Smart Bioisosteres: Beyond a spatial mimic to improved plant biology

Bioisosteres are essential alternative design options in the development of new agrochemicals, to retain or improve overall biological properties of an active ingredient, such as activity, biokinetics, and metabolic stability. However, the development of bioisosteric replacements for linking groups (not directly involved in binding to the protein target) has to date focused exclusively on their scaffolding properties, to mimic topology, and neglected the effect on the properties of the substituents directly attached to the scaffold (e.g. pKa or H-bonding potential, hybridisation). In developing new agrochemicals, these substituent features are crucial to the progress of a compound, and notably the potential to reach the relevant site of activity. This project will design, synthesise and assess new bioisosteres for ortho-substituted phenyl derivatives, for which there are currently no established replacement options. With the designed scaffolds a series of 'matched molecular pairs' will be prepared, to examine systematically the change in the physicochemical and ADME properties of the compound as a whole (logP, solubility, metabolic stability), as well as the particular changes to the key functional substituents on the scaffold, providing new insights to these materials. Advantageous scaffolds will be incorporated into known agrochemical compounds, for which 3 herbicides have been identified for this proposal. The designed bioisosteric compound will be prepared and the biological response will be investigated (from in vitro enzyme assays, to whole plant studies in the glasshouse, docking and X-ray studies, physical / metabolic stability), and compared to that of the ortho-phenyl containing compounds. These studies will provide new understanding and new design options for the development of new agrochemicals.
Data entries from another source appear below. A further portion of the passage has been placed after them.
PR #512, opened 2025-04-09
Fix "disable_cert_validation"

nickclyde:
# PULL REQUEST

## Summary

Fixes an issue with our `disable_cert_validation` config option for FHIR servers which was introduced when we upgraded to Node 22 - the new fetch implementation doesn't support the custom `https.Agent`. Instead, we now have to conditionally set the `NODE_TLS_REJECT_UNAUTHORIZED` env var to `0` based on the config option, and then reset it after the request is made.

### SSL Verification and Fetch Logic Refactor:

* [`query-connector/src/app/shared/fhirClient.ts`](diffhunk://#diff-a2a7ee99fa57e0b18a2959825565d2b1bc33fc1139df58a3cdb521924aee222cR6): Added a new import for `fetchWithoutSSL` from `./utils` to handle SSL verification.
* [`query-connector/src/app/shared/fhirClient.ts`](diffhunk://#diff-a2a7ee99fa57e0b18a2959825565d2b1bc33fc1139df58a3cdb521924aee222cR16): Updated the `FHIRClient` class to include a `fetch` function that conditionally uses `fetchWithoutSSL` based on the server configuration. 
* [`query-connector/src/app/shared/fhirClient.ts`](diffhunk://#diff-a2a7ee99fa57e0b18a2959825565d2b1bc33fc1139df58a3cdb521924aee222cL247-R244): Replaced all instances of `fetch` with `this.fetch` to ensure the correct fetch function is used throughout the class.

### Minor Fixes:

* [`query-connector/src/app/shared/query-service.ts`](diffhunk://#diff-e46929b05a2b4b65f4d05e65f1cf09e36d1c6c59118ecb577318c468e241a53fL367-R367): Fixed an issue in the `QueryService` class to correctly log the response body by awaiting `fhirResponse.text()`.


nickclyde:
@robertandremitchell Figured out the issue - we weren't passing the stored headers when doing the connection test. Most of the EHX servers should  be working now! Though CernerHelios seems to be throwing a 400, as it doesn't seem to support getting a Patient count 🤔

robertandremitchell (approved):
lgtm! thanks for chasing down the bug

Addressing UK skills demand: The most important impact of the CDT will be to train a new generation of Chemical Biology PhD graduates (~80) to be future leaders of enterprise, molecular technology innovation and translation for academia and industry. They will be able to embrace the life science's industrialisation thereby filling a vital skills gap in UK industry. These students will be able to bridge the divide between academia/industry and development/application across the physical/mathematical sciences and life sciences, as well as the human-machine interfaces. The technology programme of the CDT will empower our students as serial inventors, not reliant on commercial solutions.
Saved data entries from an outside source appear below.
PR #513, opened 2025-04-10
Initializing Audit Log Drawer

### LINKED ISSUE #434: Frontend: Audit Log Modal or dropdown
## Description:

We will need to add functionality to the row of each audit log to further drill down into the audit log for more details about the action taken.

Because we do not have the ability to export logs without greatly enhancing our initial burden for ONC compliance, it was determined that instead when someone clicks on the audit log, they should be able to review in greater detail the metadata that is associated with a particular action, since the display `action` should remain fairly general in the display.

We will need to determine:

* which actions to pull out of the `action` json (showing name and date would seem to make sense). This could potentially vary between what action is actually undertaken, since we might want to pull different metadata.
* as an initial first pass, once we determine what shape we would want (modal, accordion dropdown, other), it may make more sense to display the raw data formatted or copyable in some way for a user to look at more in-depth.
* This will likely require determining what action data we want, what action data users want.

## Acceptance Criteria:

robertandremitchell:
# PULL REQUEST

## Summary

Adds a drawer on click of individual audit row.

It also starts to build out infrastructure for rendering names instead of usernames for the name and also format our functions into readable, dynamic strings for the action column.

Screenshot 2025-04-11 at 11 17 15 AM
Screenshot 2025-04-11 at 11 17 22 AM

## Related Issue

Fixes #434 

## Additional Information

## Checklist

- [ ] Link to relevant issues
- [ ] Update documentation

### DIFF
--- a/query-connector/src/app/(pages)/auditLogs/page.tsx
+++ b/query-connector/src/app/(pages)/auditLogs/page.tsx
@@ -43,6 +43,7 @@ const AuditLogs: React.FC = () => {
     async function fetchAuditLogs() {
       const logs = await getAuditLogs();
       return logs.map((log) => {
+        // Convert createdAt to Date object that works in all browsers in correct timezone
         let str = String(log.createdAt).trim();
 
         if (!str.includes("T")) str = str.replace(" ", "T");


mikang:
Thanks, @robertandremitchell !! Here are some comments:
- Could you please remove the pagination component at the bottom if there are no results or only 1 page? It should appear only when there are 2 pages or more. 
image
- When hovering over a row in the audit log, 1) there should be a blue highlight and 2) the cursor should turn into a pointing hand to indicate that the row is clickable
- There should be no space between the "Full JSON request" and QC Admin, etc.

Regarding the date dropdown:
- "Clear" should be at the bottom of the dropdown left aligned
- There should be 16px of space between the two date pickers 

Currently it looks like this
image

robertandremitchell:
Screenshot 2025-04-14 at 1 44 32 PM

nickclyde (commented):
Amazing work, Rob! Ran it locally, really looks great. Mostly working as expected, though ran into two small bugs:

1. If I choose 50 per page, it works fine, but if I first go to the 2nd or 3rd page and then choose 50 per page, I end up with a blank page, all the table entries disappear
2. It's showing "Invalid date" for all of my entries - not sure if this is a me issue though? Maybe I need to clear my table?

robertandremitchell:
> Amazing work, Rob! Ran it locally, really looks great. Mostly working as expected, though ran into two small bugs:
> 
> 1. If I choose 50 per page, it works fine, but if I first go to the 2nd or 3rd page and then choose 50 per page, I end up with a blank page, all the table entries disappear
> 2. It's showing "Invalid date" for all of my entries - not sure if this is a me issue though? Maybe I need to clear my table?

ack, let me look at #1. I'm guessing it's being overzealous in the new code I added to hide pagination/actions per page.

re: #2, can you share a screenshot? The start/end dates are rather permissive on formats (MM/DD/YYYY, YYYY-MM-DD, etc.) so curious to see what's happening there.

nickclyde:
Screenshot 2025-04-15 at 1 10 22 PM

Sure thing, here's the screenshot, and here's what my db looks like:

Screenshot 2025-04-15 at 1 11 05 PM

robertandremitchell:
> Screenshot 2025-04-15 at 1 10 22 PM
> 
> Sure thing, here's the screenshot, and here's what my db looks like:
> 
> Screenshot 2025-04-15 at 1 11 05 PM

interesting...having trouble replicating locally but can keep looking. My initial thought is that it has to do with the code I added here:

```typescript
  useEffect(() => {
    async function fetchAuditLogs() {
      const logs = await getAuditLogs();
      return logs.map((log) => ({
        ...log,
        createdAt: new Date(log.createdAt + "Z"),
      }));
    }
```

@nickclyde , would you be able to test the code with this?

```typescript
  useEffect(() => {
    async function fetchAuditLogs() {
      const logs = await getAuditLogs();
      return logs;
    }
```

The reason I added the `Z` is that I found that when formatting the date below that it defaults to UTC offset 0 (GMT) because it interprets the Z-less date that way, while the Z-ful date will look at local system time and display the datetime in the appropriate timezone.

However, I wonder if this is not an OS-agnostic solution to this issue. If the original code works, I can try to find an alternative method for displaying datetimes in the user's timezone.

robertandremitchell:
@nickclyde , I pushed a more comprehensive rewrite of how to try to handle datetime stamps. lmk if you still run into `Invalid Date`; I'm hoping this should do the trick.

query-connector/src/app/(pages)/auditLogs/components/auditLogMaps.ts
```diff
@@ -0,0 +1,142 @@
...
+  fallback?: string,
+): string {
+  const full = `${first ?? ""} ${last ?? ""}`.trim();
+  return full !== "" ? full : (fallback ?? "");
+}
+
+/**
+ * Maps action types to their labels and formats.
+ */
+export const auditLogActionTypeMap: Record<string, auditLogActionTypeMapping> =
```
katyasoup, line 60: nice!

katyasoup (approved):
looks great! i'm not seeing any issues with the date formatting on my end

query-connector/src/app/(pages)/auditLogs/components/auditLogMaps.ts
fzhao99: +1!

Consideration for future improvement, no action needed: I'm a little nervous as we build out more of this feature that there's so much custom logic for transforming data values at the UI level, and depending on churn of this code, worried about DRYness. Think it might be overoptimizing to try and generalize things from here, but if we find ourselves updating this constant too much, would love to look into generalizing the formatting logic here (maybe by putting some stricter regs around the method names so that they're more consistently verbDescriptorObject?)

query-connector/src/app/(pages)/auditLogs/page.tsx
```diff
@@ -29,13 +36,26 @@ const AuditLogs: React.FC = () => {
...
+  const [selectedLog, setSelectedLog] = useState<LogEntry | null>(null);
 
   useEffect(() => {
     async function fetchAuditLogs() {
       const logs = await getAuditLogs();
-      return logs;
+      return logs.map((log) => {
+        let str = String(log.createdAt).trim();
+
+        if (!str.includes("T")) str = str.replace(" ", "T");
```
fzhao99, line 48: non-blocking suggestion: Could we add a comment here for why this is necessary? Guessing it's a timezone / stamp conversion thing, but want to be kind to future devs :)

query-connector/src/app/(pages)/auditLogs/page.tsx
```diff
@@ -47,11 +67,23 @@ const AuditLogs: React.FC = () => {
   const [filteredLogs, setFilteredLogs] = useState(logs);
 
   const uniqueNames = useMemo(
-    () => Array.from(new Set(logs.map((log) => log.author))).sort(),
+    () =>
```
fzhao99, line 70: note for future, no action needed: guessing these may become opportunities for performance tuning / better SQL as the audit table gets big, since the set operation in JS is pretty expensive. We should keep an eye on this!

query-connector/src/app/(pages)/auditLogs/page.tsx
robertandremitchell: makes sense, added! and yeah, it's for timezone display

fzhao99 (approved):
lgtm! great work on this rob :)

query-connector/src/app/(pages)/auditLogs/page.tsx
robertandremitchell: added backlog ticket: https://linear.app/skylight-cdc/issue/QUE-245/backlog-investigation-write-less-expensive-way-to-do-sortset-for-audit

query-connector/src/app/(pages)/auditLogs/components/auditLogMaps.ts
robertandremitchell: ticket here: https://linear.app/skylight-cdc/issue/QUE-246/spike-improvement-ideas-for-audit-log-mapping

nickclyde (approved):
Great work Rob, thanks for fixing the date issue!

CDT Network-Communication & Engagement: The CDT will shape the landscape by bringing together >160 research groups with leading players from industry, government, tech accelerators, SMEs and CDT affiliates. The CDT is pioneering new collaboration models, from co-located prototyping warehouses through to hackathons-these will redefine industry-academic collaborations and drive technology transfer.
UK plc: The technologies generated by the CDT will produce IP with potential for direct commercial exploitation and will also provide valuable information for healthcare and industry. They will redefine the state of the art with respect to the ability to make, measure, model and manipulate molecular interactions in biological systems across multiple length scales. Coupled with industry 4.0 approaches this will reduce the massive, spiralling cost of product development pipelines. These advances will help establish the molecular engineering rules underlying challenging scientific problems in the life sciences that are currently intractable. The technology advances and the corresponding insight in biology generated will be exploitable in industrial and medical applications, resulting in enhanced capabilities for end-users in biological research, biomarker discovery, diagnostics and drug discovery.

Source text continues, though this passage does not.